Proceedings of nanoGe Fall Meeting19 (NFM19)
DOI: https://doi.org/10.29363/nanoge.nfm.2019.208
Publication date: 18th July 2019
The transient photovoltage (TPV) and charge extraction (CE) techniques have been frequently used in the past to determine charge carrier lifetime and density, respectively, in thin-film solar cells (such as organic and perovskite solar cells), allowing for the underlying charge carrier recombination properties in these systems to be clarified [1]. In the ideal case, the lifetime obtained from TPV, using a small perturbation of the carrier density at open-circuit, reflects the bulk recombination of photo-generated charge carriers in the active layer. In organic solar cells, this lifetime is generally strongly dependent on the steady-state light intensity (i.e. the open-circuit voltage). A simultaneous determination of the corresponding charge carrier density with CE at different steady-state light intensities (open-circuit voltages) then allows for the recombination rate and recombination order of the charge carriers to be obtained. Recently, however, the relevance of both the TPV lifetime and the associated recombination order, obtained in combination with CE, as material or device figure of merits for the understanding of the recombination in solar cells and other photoactive material systems has been questioned [2].
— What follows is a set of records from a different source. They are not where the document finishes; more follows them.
PR #1095, opened 2015-07-06
Loosen global variable initialization spec to meet implementations

Oletus:
Historically WebGL implementations have not posed many restrictions to
operations or variables in global variable initializers. This is a
violation of the OpenGL ES Shading Language spec.

Specify what is allowed in global variable initializers in WebGL.
The new spec is halfway between the actual ESSL spec and the old
de-facto functionality. It is intended to avoid widespread compatibility
regressions in browsers while bringing WebGL closer to the restrictions
in the ESSL spec.

### DIFF
--- a/specs/latest/1.0/index.html
+++ b/specs/latest/1.0/index.html
@@ -28,7 +28,7 @@
     <!--end-logo-->
 
     <h1>WebGL Specification</h1>
-    <h2 class="no-toc">Editor's Draft 9 June 2015</h2>
+    <h2 class="no-toc">Editor's Draft 7 July 2015</h2>
     <dl>
         <dt>This version:
             <dd>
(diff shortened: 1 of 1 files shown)


specs/latest/1.0/index.html
```diff
@@ -3788,6 +3788,49 @@ <h2 class="no-toc">Table of contents</h2>
...
+    The GLSL ES <a href="#refsGLES20GLSL">[GLES20GLSL]</a> spec restricts global variable
+    initializers to be constant expressions. In the WebGL API, it is allowed to use other global
+    variables not qualified with the <code>const</code> qualifier and uniform values in global
+    variable initializers. Global variable initializers must be global initializer expressions,
+    which are defined as one of:
+</p>
+<ul>
+<li>a literal value</li>
+<li>a global variable</li>
+<li>an uniform</li>
```
kenrussell: As strange as it sounds, I think this should be "a uniform".

kenrussell:
Thanks Olli for so thoroughly investigating and clarifying the rules here.

What do you think should be done for WebGL 2.0? Should these restrictions be enforced for ESSL 3.00 shaders? If so, does the WebGL 2.0 spec need to be updated to effectively remove this new subsection?

Do the conformance tests yet test all of these behaviors? If not, could you file an issue about adding new tests to do so?

@grorg or @jdashg should review and merge this, but it LGTM as is.

Oletus:
I amended the commit to fix typos and clarified that it applies to ESSL 1.00 shaders. I think ESSL 3.00 shaders in WebGL 2.0 should just work according to the normal ESSL 3.00 spec - meaning that the constant expression restriction would be strictly enforced.

I can also work on conformance tests for this.

kenrussell:
Thanks for clarifying that this applies only to ESSL 1.00 shaders. LGTM again.

@grorg @jdashg any comments?

kenrussell:
Merging this now. If there are any objections from the spec editors later, it can be revisited.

In this work, we review and expand the underlying theory of TPV and CE [3]. Based on fundamental electrical transient theory, we derive expressions for the associated TPV lifetime and CE carrier density, allowing for their physical meaning in thin-film solar cells to be assessed. The derived theoretical framework is verified by numerical transient drift-diffusion simulations and demonstrative experiments on organic solar cells. Based on the theoretical findings, different regimes for the extracted lifetime and charge carrier density in TPV and CE, respectively, can be distinguished. At low steady-state light intensities, the determination of the carrier lifetime and the carrier density is strongly distorted by capacitive effects associated with non-uniform carrier profiles. On the other hand, at high light intensities, the CE carrier density is susceptible to incomplete charge extraction. In order to identify the “working dynamic range” for the accurate determination of both the carrier lifetimes and the extracted carrier densities, TPV and CE measurements over a wide range of steady-state light intensities are required.